Monday, August 4, 2008

PS 4-73: The effect of the woody exotic plant autumn olive (Elaeagnus umbellata) on soil bacterial communities depends on the invasion context

Jaime Zlamal and Peter Kourtev. Central Michigan University

Background/Question/Methods

Invasive exotic plants are a major ecological problem and can cost millions of dollars a year per species in restoration efforts. Soils usually take thousands of years to develop, therefore, the long term effects these plants can have on soil properties within a relatively short period of time pose serious issues with remediation. Invasive woody plants are different from herbaceous plants because woody roots are concentrated in an area around the plant, and gaps are found between the roots of neighboring plants.
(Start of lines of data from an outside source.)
PR #7424, opened 2024-01-18
DEVPROD-1931 Error on module clone failure

bynn:
DEVPROD-1931

### Description
Error instead of warn at module clone failure
Previously reverted because it broke some server projects.


Kimchelly (approved):
🤞

PR #7425, opened 2024-01-18
DEVPROD-726 Add validation for git.get_project using modules

ZackarySantana:
DEVPROD-726

### Description
Ticket details/comments has all the context, but this adds warnings if a user does a git.get_project command and the buildvariant the test in is does not have that module.

### Testing
Manual testing on some custom yamls (like the one linked) and the mongodb/mongo yaml. As well as some unit tests.


validator/project_validator.go
```diff
@@ -1951,6 +1952,58 @@ func validateGenerateTasks(p *model.Project) ValidationErrors {
 	return validateTimesCalledPerTask(p, ts, evergreen.GenerateTasksCommandName, 1, Error)
 }
 
+func validateModuleUsageInGitGetProject(p *model.Project) ValidationErrors {
+	var errs ValidationErrors
```
malikchaya2, line 1956: Lets rename this to ValidationWarnings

The effects of woody invasive plants on soils may also strongly depend on the invasion context (open field, forest edge, interior forest). We present a study on the influence of the woody exotic plant autumn olive (Elaeagnus umbellata, L.) on soils in two different invasion contexts: an open field and a forest interior. Soil samples were collected immediately below autumn olive plant roots and from adjacent sites that had not yet been invaded (controls). Available nitrate and ammonium in soils were measured using 2M KCl extraction. Bacterial community composition was determined using denaturing gradient gel electrophoresis (16S rRNA gene).

Results/Conclusions

All soil samples had very low amounts of available nitrate (less than 1 μg/g dry soil), while ammonium ranged from 40-170 μg/g dry soil. Autumn olive invasion was associated with higher levels of nitrate in the open field, however, no difference was observed in the forest interior. In contrast, higher levels of ammonium were measured under autumn olive only in the forest interior. Autumn olive significantly affected the bacterial community in soils. Interestingly, the effect on bacterial communities also depended on the context of the invasion. In the open field soils, bacterial communities varied widely in control sites, but were very similar under autumn olive, indicating that the invasive plant has enriched certain bacteria in soil. In contrast, control sites in the forest interior had a uniform bacterial community. Autumn olive invasion altered those communities, however, the change was not consistent between different autumn olive samples. Our results clearly indicate that autumn olive is altering the structure and function of microbial communities in the soil. It appears that the effect is context specific, which should be taken into account during restoration efforts.